■ About this task:
Answer with one number only: how many lines in the material contain "fileKey".
---------- Dataset content
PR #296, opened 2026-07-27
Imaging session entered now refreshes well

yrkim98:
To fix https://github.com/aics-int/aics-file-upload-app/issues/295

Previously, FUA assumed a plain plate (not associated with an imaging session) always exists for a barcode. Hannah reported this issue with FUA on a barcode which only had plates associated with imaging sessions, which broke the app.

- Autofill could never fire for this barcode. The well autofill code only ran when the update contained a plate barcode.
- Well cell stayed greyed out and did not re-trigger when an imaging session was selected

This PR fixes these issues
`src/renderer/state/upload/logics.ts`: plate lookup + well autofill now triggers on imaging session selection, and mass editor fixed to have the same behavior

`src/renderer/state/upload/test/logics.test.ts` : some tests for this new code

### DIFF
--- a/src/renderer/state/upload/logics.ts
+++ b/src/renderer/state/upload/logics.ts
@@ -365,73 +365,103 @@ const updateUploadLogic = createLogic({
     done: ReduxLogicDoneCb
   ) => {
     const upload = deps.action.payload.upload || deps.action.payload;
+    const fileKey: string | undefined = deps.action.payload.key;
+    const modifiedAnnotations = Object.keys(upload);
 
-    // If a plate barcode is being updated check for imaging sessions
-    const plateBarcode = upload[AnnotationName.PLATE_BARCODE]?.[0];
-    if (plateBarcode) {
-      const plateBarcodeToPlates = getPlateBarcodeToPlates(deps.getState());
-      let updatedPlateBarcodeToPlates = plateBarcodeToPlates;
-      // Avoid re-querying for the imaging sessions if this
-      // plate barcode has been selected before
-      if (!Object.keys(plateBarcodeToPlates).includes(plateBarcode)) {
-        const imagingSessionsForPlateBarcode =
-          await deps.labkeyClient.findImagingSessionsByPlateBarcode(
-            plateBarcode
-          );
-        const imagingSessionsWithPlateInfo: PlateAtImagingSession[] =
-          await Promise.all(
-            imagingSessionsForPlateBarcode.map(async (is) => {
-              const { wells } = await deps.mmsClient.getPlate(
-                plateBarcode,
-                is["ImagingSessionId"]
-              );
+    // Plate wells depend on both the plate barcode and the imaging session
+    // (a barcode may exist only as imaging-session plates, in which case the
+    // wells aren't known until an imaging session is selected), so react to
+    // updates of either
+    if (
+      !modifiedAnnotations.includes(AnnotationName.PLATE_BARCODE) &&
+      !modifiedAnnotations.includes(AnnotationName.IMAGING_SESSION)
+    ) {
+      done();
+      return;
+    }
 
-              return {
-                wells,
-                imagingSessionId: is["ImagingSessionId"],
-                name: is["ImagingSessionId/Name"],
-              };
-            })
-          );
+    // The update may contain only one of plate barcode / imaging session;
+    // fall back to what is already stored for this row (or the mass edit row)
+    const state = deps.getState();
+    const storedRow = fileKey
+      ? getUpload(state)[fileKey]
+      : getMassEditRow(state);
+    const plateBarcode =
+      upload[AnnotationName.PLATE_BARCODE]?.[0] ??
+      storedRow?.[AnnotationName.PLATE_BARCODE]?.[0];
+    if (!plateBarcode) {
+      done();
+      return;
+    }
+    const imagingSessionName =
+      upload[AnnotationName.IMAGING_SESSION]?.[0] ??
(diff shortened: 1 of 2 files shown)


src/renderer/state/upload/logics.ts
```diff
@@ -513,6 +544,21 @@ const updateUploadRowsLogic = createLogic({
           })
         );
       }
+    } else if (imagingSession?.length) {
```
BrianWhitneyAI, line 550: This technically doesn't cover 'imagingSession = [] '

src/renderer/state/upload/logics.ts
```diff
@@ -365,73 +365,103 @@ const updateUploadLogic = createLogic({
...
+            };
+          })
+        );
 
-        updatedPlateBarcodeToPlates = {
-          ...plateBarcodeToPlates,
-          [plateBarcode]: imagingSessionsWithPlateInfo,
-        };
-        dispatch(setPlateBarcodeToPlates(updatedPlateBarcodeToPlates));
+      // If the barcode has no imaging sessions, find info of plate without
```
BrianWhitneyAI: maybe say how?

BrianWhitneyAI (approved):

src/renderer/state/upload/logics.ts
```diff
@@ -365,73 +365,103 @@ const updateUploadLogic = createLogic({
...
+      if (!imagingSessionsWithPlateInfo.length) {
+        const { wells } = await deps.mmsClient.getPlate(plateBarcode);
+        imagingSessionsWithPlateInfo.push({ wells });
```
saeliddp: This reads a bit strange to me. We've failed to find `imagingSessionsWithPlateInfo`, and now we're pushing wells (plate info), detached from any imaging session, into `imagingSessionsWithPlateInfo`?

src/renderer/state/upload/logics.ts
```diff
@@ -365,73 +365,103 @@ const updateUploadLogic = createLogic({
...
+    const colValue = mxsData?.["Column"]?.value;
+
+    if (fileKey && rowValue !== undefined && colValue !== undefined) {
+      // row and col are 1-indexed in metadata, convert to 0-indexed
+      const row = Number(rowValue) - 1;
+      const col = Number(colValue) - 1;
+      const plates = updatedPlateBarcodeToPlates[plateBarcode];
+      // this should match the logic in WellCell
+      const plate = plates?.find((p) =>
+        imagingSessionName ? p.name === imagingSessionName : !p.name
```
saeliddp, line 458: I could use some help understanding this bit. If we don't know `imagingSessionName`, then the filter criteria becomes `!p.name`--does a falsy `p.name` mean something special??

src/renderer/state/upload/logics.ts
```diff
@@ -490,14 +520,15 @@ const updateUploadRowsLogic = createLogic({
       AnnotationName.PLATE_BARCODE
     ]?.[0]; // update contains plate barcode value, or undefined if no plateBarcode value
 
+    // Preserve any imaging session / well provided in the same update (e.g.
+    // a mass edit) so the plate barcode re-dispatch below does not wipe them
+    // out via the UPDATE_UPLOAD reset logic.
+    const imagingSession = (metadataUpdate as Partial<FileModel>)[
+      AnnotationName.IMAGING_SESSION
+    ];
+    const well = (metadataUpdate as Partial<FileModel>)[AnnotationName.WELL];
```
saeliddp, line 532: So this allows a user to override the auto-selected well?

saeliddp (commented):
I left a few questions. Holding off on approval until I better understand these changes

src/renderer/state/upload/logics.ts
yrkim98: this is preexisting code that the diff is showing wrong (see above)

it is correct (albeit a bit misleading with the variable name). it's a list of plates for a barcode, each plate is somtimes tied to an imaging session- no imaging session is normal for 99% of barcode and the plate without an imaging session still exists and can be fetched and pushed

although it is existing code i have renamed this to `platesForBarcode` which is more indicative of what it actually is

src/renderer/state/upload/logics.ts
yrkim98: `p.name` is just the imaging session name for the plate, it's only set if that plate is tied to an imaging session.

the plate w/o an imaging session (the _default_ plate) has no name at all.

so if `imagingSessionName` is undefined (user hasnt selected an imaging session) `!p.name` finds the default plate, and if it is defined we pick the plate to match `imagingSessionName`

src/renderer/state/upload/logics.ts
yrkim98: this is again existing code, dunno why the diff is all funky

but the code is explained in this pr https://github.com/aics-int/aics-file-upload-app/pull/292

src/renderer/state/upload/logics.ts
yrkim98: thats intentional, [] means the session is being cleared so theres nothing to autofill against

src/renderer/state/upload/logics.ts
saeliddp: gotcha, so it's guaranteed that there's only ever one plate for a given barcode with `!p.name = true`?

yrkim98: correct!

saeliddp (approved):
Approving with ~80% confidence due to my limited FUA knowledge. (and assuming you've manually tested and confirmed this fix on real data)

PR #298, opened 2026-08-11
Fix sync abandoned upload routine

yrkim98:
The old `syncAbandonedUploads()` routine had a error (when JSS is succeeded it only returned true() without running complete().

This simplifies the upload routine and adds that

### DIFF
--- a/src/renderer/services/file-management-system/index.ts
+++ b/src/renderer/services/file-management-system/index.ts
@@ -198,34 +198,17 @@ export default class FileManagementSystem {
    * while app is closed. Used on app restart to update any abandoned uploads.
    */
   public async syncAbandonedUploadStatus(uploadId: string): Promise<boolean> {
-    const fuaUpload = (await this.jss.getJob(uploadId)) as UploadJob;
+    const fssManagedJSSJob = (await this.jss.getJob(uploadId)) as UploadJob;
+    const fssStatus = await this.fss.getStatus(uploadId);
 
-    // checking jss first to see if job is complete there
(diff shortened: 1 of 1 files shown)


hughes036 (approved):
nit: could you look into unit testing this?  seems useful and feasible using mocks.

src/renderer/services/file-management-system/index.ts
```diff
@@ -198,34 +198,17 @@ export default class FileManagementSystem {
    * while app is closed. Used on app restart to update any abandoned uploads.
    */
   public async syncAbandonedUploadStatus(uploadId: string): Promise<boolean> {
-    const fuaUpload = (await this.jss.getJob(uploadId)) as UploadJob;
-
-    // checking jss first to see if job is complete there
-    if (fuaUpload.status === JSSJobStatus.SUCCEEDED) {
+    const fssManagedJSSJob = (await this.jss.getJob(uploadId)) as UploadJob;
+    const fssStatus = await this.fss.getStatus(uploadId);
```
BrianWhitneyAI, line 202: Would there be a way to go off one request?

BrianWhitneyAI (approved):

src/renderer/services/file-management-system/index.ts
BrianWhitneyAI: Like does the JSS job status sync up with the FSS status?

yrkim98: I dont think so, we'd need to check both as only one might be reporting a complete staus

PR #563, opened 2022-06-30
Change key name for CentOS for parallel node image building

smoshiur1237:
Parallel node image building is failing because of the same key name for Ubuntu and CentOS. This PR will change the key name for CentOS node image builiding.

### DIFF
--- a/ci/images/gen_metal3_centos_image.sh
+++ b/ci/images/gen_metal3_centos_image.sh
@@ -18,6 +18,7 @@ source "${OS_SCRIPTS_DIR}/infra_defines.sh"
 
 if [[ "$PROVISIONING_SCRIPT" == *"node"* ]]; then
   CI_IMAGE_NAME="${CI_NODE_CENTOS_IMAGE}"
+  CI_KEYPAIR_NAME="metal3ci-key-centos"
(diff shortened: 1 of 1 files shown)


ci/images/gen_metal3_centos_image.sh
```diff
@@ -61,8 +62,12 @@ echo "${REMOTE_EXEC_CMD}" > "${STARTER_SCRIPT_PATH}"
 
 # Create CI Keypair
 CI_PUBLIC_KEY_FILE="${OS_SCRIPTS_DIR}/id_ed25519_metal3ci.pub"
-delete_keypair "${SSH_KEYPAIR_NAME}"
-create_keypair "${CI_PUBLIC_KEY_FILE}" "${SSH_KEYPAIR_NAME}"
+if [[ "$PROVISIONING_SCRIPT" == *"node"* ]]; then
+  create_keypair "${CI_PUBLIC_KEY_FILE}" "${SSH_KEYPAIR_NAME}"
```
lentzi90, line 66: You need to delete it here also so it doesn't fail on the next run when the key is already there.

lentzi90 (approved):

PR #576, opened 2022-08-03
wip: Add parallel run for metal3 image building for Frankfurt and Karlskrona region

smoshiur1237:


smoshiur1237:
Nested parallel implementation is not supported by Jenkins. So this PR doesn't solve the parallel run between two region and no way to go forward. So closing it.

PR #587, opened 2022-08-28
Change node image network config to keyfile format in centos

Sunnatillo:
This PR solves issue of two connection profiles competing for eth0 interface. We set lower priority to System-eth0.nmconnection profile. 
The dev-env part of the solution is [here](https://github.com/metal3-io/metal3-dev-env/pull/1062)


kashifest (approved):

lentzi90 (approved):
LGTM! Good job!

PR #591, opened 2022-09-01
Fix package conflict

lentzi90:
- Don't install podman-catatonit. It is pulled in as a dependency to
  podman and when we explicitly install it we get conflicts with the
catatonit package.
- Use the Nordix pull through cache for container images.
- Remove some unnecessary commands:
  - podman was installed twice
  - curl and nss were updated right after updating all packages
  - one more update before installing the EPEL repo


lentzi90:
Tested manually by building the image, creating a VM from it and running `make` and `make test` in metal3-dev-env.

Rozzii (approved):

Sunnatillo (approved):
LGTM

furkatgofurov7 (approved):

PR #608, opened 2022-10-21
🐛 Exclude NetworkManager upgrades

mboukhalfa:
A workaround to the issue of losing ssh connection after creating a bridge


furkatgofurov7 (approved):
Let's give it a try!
--------------------
■ Answer to the exercise:
4